Engineers see regression as drawing a line through points. Statisticians see it as separating signal from noise — and that framing changes what you can learn from a model.

Author

Matthew Gibbons

Published

31 January 2026

If you’ve ever used a least-squares fit to draw a trend line through data, you already know the mechanics of regression. numpy.polyfit, a scatter plot, a line that minimises the distance to the points. Most engineers can set this up in a few minutes. The mechanics are correct. The mental model that comes with them usually isn’t.

The curve-fitting instinct says: find the function that best matches the data. Regression asks a different question: what systematic relationship exists between these variables, and how much variation is left unexplained? The first framing cares about the line. The second cares just as much about the gaps between the line and the data. That shift in attention — from the fit to the residuals — is where regression becomes a tool for understanding, not just prediction.
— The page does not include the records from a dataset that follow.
PR #1068, opened 2021-05-12
Fixes corrupted connection issue when an exception occurs during RPC execution with TVP types

cheenamalhotra:
**Repro**
The test case added here reproduces the issue with current driver.

**Root Cause:**
Looks like call to `FailureCleanup(stateObj, e);` has been missed when exception is handled which contributes to connection corruption for future queries.

This issue also exists in all System.Data.SqlClient drivers.
cc @saurabh500 @corivera

### DIFF
--- a/build.proj
+++ b/build.proj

The decomposition you didn’t notice

Imagine you’re investigating API performance. You suspect that response time increases with payload size, and you have a few weeks of production logs to work with. The engineering instinct is to plot the data, fit a line, sanity-check it, and move on. That instinct is sound. But watch what the fit actually computes:

import numpy as np
import matplotlib.pyplot as plt

rng = np.random.default_rng(42)

# Simulated production logs: payload size vs response time
n = 40
payload_kb = np.sort(rng.uniform(10, 200, size=n))
true_intercept = 20   # base latency, ms
true_slope = 0.8      # ms per KB
noise = rng.normal(0, 15, size=n)
response_ms = true_intercept + true_slope * payload_kb + noise

# Fit a linear model
coeffs = np.polyfit(payload_kb, response_ms, 1)
fitted = np.poly1d(coeffs)

# Pick five points to annotate
highlight = [4, 12, 22, 30, 37]

fig, ax = plt.subplots(figsize=(10, 5))
fig.patch.set_alpha(0)
ax.patch.set_alpha(0)

ax.scatter(payload_kb, response_ms, color='#0072B2', alpha=0.6, s=30, zorder=3)

x_line = np.linspace(payload_kb.min(), payload_kb.max(), 200)
ax.plot(x_line, fitted(x_line), color='#E69F00', linewidth=2,
        label='Fitted line (signal)')

for i in highlight:
    y_hat = fitted(payload_kb[i])
    ax.plot([payload_kb[i], payload_kb[i]], [y_hat, response_ms[i]],
            color='#D55E00', linewidth=1.5, linestyle='--', alpha=0.8)
    ax.scatter(payload_kb[i], response_ms[i], color='#0072B2', s=60,
               zorder=4, edgecolors='#D55E00', linewidth=1.5)

ax.plot([], [], color='#D55E00', linewidth=1.5, linestyle='--', label='Residual')

ax.set_xlabel('Payload size (KB)')
ax.set_ylabel('Response time (ms)')
ax.set_title('Regression decomposes each observation into signal and residual')
ax.spines['top'].set_visible(False)
ax.spines['right'].set_visible(False)
ax.yaxis.grid(True, linestyle=':', alpha=0.4, color='grey')
ax.set_axisbelow(True)
ax.legend(loc='upper left', framealpha=0.0)
plt.tight_layout()
plt.show()

Scatter plot of payload size in kilobytes versus response time in milliseconds, with 40 data points in blue. An amber trend line runs from lower left to upper right, showing that response time increases steadily with payload size. Five points are highlighted with red edges, and dashed red vertical lines connect each highlighted point to the trend line, visually showing the residual — the gap between the observed value and the model's prediction. — Figure 1: Every observation decomposes into a fitted value (on the amber line) and a residual (the dashed red segment). The line is the model’s claim about the systematic relationship. The residuals are everything it can’t explain.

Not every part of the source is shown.